Current common shareholders will be diluted as more common shares are issued.

      The Company has filed a shelf registration statement to allow the Company to issue additional common stock. The Company in 1999 and in early 2000 has exchanged its common stock for its 5.75% trust convertible preferred securities, 6% convertible debentures, and $2.03 convertible exchangeable preferred stock. Such exchanges have been made based upon the relative market value of common stock and the market value of convertible security at the time of the exchange with a five to eight percent premium. The convertible securities were acquired at 35% to 68% discounts to the face value of such securities. The exchanges will reduce interest expense, dividends and the Company’s future repayment obligations. However, the larger number of common shares outstanding and any additional shares issued in the future will have a dilutive effect on the existing shareholders of the Company.

      The Company has announced that the Company is actively reviewing alternatives to restructure the Company’s balance sheet to reduce the amount of future obligations under the Company’s convertible securities. The Company expects under any alternative selected that a large number of the Company’s common stock will have to be issued to retire or purchase such securities. Therefore, the actual number of shares issued for such securities less the face value of the securities retired will dilute the current shareholders.

The Company intends to change the capital structure

      The Company currently anticipates it will significantly increase its efforts to exchange common stock or other equity linked securities for its existing fixed income securities. While the Company expects to exchange the fixed rate securities at a substantial discount to their face value, the Company’s existing common stockholders will be materially diluted if a material portion of the fixed income securities are exchanged.

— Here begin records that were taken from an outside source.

PR #369, opened 2022-06-14
MONGOCRYPT-440 clarify error for unsupported CTR mode.

kevinAlbs:
# Summary
- Add message to errors for unsupported CTR mode.
- Add string of CCCryptorStatus to errors.

# Background & Motivation

Please see MONGOCRYPT-440 for Background & Motivation.

The list of error enums is taken from [CommonCryptoError.h on macOS 10.14](https://github.com/apple-oss-distributions/CommonCrypto/blob/878937e469969b56fa2d356a7af6a1420a555d5d/include/CommonCryptoError.h).

### DIFF
--- a/src/crypto/commoncrypto.c
+++ b/src/crypto/commoncrypto.c
@@ -23,6 +23,40 @@
 #include <CommonCrypto/CommonHMAC.h>
 #include <CommonCrypto/CommonRandom.h>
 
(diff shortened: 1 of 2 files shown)


vector-of-bool (approved):
Better error messages are always good. LGTM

      The dilutive effect to the common shareholders will depend upon a number of factors. The primary ones are (a) the number of shares issued, and (b) the price of the additional common stock issued or the price that newly issued securities are convertible into common stock. Any significant restructuring would reduce the existing stockholders’ proportional ownership of the Company. However, management believes that a restructuring could substantially increase management’s ability to enhance the value of the Company as well as the market value of the common stock. It is expected that any significant restructuring will require both the agreement of the existing stockholders and those parties holding the existing convertible securities. Additionally, the Company’s stockholders would need to approve increasing the number of authorized shares of common stock to insure that a sufficient number of shares of common stock are available under a restructuring plan.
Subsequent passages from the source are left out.